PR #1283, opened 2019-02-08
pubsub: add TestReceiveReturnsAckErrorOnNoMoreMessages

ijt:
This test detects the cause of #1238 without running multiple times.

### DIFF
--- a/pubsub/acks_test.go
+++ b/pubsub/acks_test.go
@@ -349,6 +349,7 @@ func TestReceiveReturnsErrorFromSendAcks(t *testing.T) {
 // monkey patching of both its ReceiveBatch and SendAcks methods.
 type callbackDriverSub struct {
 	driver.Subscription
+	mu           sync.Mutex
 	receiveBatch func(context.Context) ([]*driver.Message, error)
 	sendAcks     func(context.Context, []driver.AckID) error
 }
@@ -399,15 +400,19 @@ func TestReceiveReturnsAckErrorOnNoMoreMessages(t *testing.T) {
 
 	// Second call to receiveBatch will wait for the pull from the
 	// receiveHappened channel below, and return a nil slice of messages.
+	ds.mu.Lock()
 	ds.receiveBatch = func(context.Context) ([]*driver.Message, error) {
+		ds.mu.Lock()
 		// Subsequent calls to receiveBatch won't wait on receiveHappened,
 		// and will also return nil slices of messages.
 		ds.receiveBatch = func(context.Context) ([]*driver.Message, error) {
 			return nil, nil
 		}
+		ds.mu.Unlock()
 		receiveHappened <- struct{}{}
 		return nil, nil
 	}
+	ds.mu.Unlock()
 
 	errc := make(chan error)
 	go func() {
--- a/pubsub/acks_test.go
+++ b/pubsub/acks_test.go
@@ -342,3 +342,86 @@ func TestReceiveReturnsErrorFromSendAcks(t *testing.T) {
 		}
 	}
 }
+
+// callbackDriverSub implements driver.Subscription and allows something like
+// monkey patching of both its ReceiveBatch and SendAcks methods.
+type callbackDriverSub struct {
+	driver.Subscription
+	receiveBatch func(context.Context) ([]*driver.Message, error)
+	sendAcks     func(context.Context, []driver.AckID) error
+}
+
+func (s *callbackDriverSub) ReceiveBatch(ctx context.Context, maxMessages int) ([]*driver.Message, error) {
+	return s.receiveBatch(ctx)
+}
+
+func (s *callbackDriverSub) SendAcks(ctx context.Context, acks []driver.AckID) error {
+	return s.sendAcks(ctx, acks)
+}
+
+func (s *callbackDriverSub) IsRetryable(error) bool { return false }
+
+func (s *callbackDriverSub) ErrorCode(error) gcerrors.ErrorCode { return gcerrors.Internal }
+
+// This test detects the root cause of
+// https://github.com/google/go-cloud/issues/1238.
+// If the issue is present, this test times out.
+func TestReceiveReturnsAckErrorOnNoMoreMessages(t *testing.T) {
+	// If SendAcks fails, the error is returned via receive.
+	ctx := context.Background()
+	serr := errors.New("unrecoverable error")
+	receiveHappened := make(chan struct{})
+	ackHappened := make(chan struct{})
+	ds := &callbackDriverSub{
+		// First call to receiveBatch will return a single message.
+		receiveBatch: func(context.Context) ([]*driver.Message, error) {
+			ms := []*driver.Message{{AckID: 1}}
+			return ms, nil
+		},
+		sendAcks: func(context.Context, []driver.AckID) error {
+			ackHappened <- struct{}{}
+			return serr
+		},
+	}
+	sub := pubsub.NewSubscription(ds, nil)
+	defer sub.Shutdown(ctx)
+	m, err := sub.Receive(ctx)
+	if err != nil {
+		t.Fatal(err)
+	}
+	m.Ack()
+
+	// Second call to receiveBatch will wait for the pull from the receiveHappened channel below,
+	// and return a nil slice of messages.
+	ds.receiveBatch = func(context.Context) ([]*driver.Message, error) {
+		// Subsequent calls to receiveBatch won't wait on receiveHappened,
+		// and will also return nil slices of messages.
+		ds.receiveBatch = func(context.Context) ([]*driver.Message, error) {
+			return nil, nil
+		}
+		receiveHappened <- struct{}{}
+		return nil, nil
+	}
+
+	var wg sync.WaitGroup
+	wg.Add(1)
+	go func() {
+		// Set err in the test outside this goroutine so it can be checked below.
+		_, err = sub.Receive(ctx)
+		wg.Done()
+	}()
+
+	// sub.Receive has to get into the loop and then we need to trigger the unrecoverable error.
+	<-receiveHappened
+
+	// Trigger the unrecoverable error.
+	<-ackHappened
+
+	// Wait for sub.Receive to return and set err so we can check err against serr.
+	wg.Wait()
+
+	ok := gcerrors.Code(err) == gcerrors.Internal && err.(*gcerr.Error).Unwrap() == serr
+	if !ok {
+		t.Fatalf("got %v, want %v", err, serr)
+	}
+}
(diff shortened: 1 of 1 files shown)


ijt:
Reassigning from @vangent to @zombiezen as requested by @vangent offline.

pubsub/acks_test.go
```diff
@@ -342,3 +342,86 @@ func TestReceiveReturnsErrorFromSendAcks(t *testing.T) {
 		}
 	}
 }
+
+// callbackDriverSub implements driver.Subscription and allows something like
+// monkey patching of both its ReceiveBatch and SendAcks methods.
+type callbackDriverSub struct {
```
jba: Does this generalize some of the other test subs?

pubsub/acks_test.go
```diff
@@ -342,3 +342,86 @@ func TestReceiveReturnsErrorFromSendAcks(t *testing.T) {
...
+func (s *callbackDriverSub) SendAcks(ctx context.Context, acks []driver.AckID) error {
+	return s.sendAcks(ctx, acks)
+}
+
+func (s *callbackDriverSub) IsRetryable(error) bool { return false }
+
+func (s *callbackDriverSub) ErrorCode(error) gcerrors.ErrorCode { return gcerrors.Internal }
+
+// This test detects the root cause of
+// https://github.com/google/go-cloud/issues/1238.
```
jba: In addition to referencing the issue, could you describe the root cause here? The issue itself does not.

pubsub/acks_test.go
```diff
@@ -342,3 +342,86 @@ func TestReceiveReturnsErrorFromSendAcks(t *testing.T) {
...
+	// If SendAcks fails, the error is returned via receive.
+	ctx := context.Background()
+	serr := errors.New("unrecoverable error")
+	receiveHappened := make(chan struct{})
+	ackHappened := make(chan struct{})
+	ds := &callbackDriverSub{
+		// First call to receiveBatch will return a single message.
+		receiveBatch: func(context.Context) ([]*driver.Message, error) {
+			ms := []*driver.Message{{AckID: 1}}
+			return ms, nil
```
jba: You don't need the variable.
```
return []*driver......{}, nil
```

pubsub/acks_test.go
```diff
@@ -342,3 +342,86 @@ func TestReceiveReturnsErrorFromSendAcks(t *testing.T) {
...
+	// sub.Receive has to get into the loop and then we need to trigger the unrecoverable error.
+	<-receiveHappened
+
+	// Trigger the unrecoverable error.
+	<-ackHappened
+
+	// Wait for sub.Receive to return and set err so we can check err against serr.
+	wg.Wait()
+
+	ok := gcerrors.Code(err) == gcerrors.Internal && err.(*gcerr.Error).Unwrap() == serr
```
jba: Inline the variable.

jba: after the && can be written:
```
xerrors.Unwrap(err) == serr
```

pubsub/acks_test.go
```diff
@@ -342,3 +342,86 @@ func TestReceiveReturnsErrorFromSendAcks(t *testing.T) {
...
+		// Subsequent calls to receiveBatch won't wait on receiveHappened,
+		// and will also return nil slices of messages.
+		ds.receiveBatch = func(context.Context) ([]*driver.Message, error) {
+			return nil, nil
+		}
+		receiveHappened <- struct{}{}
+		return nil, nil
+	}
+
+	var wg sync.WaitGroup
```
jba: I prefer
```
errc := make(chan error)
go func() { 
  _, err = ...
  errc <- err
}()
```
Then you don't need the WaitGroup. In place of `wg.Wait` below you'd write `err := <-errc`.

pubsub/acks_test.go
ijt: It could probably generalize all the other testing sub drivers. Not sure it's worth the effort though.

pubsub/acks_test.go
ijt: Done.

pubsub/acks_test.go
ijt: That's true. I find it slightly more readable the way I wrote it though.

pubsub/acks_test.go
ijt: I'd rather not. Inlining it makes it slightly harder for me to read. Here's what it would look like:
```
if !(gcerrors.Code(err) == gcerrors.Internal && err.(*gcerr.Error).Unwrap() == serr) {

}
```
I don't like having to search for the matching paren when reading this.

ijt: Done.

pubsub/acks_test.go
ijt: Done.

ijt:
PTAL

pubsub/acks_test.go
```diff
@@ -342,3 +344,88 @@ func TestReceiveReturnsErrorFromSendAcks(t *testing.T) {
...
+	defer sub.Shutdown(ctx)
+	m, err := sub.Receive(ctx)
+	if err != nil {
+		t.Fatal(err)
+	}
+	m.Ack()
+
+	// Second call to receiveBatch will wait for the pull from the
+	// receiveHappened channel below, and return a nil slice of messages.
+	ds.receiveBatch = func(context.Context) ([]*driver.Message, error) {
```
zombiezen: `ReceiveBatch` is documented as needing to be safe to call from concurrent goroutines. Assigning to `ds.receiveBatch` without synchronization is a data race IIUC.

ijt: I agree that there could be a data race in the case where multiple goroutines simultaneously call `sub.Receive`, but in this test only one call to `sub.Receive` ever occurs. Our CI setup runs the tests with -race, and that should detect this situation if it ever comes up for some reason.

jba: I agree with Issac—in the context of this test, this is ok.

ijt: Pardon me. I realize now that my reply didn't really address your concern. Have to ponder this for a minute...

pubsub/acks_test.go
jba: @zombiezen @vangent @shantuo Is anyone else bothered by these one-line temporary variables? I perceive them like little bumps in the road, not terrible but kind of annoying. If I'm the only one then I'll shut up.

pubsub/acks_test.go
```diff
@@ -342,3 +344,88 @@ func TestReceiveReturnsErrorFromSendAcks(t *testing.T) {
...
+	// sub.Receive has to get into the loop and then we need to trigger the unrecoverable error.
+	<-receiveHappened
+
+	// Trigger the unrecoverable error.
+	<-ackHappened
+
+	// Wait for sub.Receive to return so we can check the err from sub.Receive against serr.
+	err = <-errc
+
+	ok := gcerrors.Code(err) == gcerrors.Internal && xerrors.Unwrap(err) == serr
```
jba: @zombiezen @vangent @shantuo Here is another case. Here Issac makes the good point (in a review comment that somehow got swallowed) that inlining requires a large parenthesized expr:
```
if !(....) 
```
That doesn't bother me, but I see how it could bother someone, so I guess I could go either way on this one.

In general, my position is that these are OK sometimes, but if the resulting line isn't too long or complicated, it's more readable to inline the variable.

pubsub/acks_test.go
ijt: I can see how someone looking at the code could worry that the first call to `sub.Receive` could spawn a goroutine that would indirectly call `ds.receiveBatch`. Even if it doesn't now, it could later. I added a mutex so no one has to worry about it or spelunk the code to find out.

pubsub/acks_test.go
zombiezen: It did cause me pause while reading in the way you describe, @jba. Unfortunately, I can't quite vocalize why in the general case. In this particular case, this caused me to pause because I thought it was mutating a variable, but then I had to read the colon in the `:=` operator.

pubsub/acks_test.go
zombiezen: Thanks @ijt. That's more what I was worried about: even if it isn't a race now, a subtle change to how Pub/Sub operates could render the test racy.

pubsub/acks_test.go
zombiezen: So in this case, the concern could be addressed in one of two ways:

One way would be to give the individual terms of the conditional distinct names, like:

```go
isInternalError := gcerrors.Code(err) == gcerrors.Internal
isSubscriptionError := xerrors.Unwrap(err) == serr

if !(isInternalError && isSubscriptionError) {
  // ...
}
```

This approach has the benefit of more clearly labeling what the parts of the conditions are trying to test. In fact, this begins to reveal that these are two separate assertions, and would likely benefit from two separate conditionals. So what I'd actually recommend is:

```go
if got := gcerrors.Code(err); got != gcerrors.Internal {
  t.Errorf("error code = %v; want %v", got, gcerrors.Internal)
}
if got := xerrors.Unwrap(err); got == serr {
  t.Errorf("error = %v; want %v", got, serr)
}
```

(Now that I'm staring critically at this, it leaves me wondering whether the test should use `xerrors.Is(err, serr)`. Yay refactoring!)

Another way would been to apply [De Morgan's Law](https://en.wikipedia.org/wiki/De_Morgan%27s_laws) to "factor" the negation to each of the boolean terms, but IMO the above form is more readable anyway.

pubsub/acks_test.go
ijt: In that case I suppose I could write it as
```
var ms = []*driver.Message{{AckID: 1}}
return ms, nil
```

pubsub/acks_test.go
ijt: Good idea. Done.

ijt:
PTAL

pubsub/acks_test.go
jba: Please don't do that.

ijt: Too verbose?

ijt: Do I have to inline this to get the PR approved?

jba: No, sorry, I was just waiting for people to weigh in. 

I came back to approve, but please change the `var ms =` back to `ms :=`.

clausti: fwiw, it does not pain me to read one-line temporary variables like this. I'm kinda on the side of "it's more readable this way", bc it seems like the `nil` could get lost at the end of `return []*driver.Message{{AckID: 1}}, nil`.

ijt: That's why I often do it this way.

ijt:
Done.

**Prompt**
If a line of the records holds the word "multiple", count it; report only the total.

**Solution to this exercise**
2